* WORK TO COMPLETE
Return every entry below exactly as written.

Dataset entries:
BEGIN

PR #294, opened 2017-04-07
(MODULES-4667) Add facade rake tasks for test tiering

glennsarti:
Previously, the Jenkins based CI testing called beaker directly instead of using
a standard rake task.  This commit adds two facade style rake tasks called
`acceptance_tests` and `reference_tests` as per the standard Puppet test tiering
practices.  This commit then just calls the equivalent beaker command.  In the
future these take tasks would call Rototiller etc. appropriately.

### DIFF
--- a/Rakefile
+++ b/Rakefile
@@ -20,3 +20,33 @@ PuppetLint.configuration.send("disable_class_inherits_from_params_class")
 PuppetLint.configuration.send("disable_80chars")
 
 task :default => [:spec, :lint]
+
+# These rake tasks exist to pre-empt adding test tiering and rototiller the DSC Module
+# Note that these are very Puppet Jenkins CI specific
+desc "Rake facade for running acceptance tests"
+task :acceptance_tests do
+  # Environment variables normally used for Puppetlabs Spec Helper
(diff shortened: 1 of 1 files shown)


Rakefile
```diff
@@ -20,3 +20,31 @@ PuppetLint.configuration.send("disable_class_inherits_from_params_class")
...
+# Note that these are very Puppet Jenkins CI specific
+desc "Rake facade for running acceptance tests"
+task :acceptance_tests do
+  # Environment variables normally used for Puppetlabs Spec Helper
+  hostsfile = ENV['BEAKER_setfile']
+  keyfile   = ENV['BEAKER_keyfile']
+
+  system("beaker --color --debug --preserve-hosts never --hosts #{hostsfile} --keyfile #{keyfile} --load-path tests/lib --pre-suite tests/integration/pre-suite --tests tests/integration/tests")
+
+  if cmd_status != 0
```
eputnam: should this be `$?.exitstatus`? does cmd_status also work?
https://ruby-doc.org/core-2.2.0/Kernel.html#method-i-system

glennsarti: Fixed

END

* EXPECTED ANSWER
PR #294, opened 2017-04-07
(MODULES-4667) Add facade rake tasks for test tiering

glennsarti:
Previously, the Jenkins based CI testing called beaker directly instead of using
a standard rake task.  This commit adds two facade style rake tasks called
`acceptance_tests` and `reference_tests` as per the standard Puppet test tiering
practices.  This commit then just calls the equivalent beaker command.  In the
future these take tasks would call Rototiller etc. appropriately.

### DIFF
--- a/Rakefile
+++ b/Rakefile
@@ -20,3 +20,33 @@ PuppetLint.configuration.send("disable_class_inherits_from_params_class")
 PuppetLint.configuration.send("disable_80chars")
 
 task :default => [:spec, :lint]
+
+# These rake tasks exist to pre-empt adding test tiering and rototiller the DSC Module
+# Note that these are very Puppet Jenkins CI specific
+desc "Rake facade for running acceptance tests"
+task :acceptance_tests do
+  # Environment variables normally used for Puppetlabs Spec Helper
(diff shortened: 1 of 1 files shown)


Rakefile
```diff
@@ -20,3 +20,31 @@ PuppetLint.configuration.send("disable_class_inherits_from_params_class")
...
+# Note that these are very Puppet Jenkins CI specific
+desc "Rake facade for running acceptance tests"
+task :acceptance_tests do
+  # Environment variables normally used for Puppetlabs Spec Helper
+  hostsfile = ENV['BEAKER_setfile']
+  keyfile   = ENV['BEAKER_keyfile']
+
+  system("beaker --color --debug --preserve-hosts never --hosts #{hostsfile} --keyfile #{keyfile} --load-path tests/lib --pre-suite tests/integration/pre-suite --tests tests/integration/tests")
+
+  if cmd_status != 0
```
eputnam: should this be `$?.exitstatus`? does cmd_status also work?
https://ruby-doc.org/core-2.2.0/Kernel.html#method-i-system

glennsarti: Fixed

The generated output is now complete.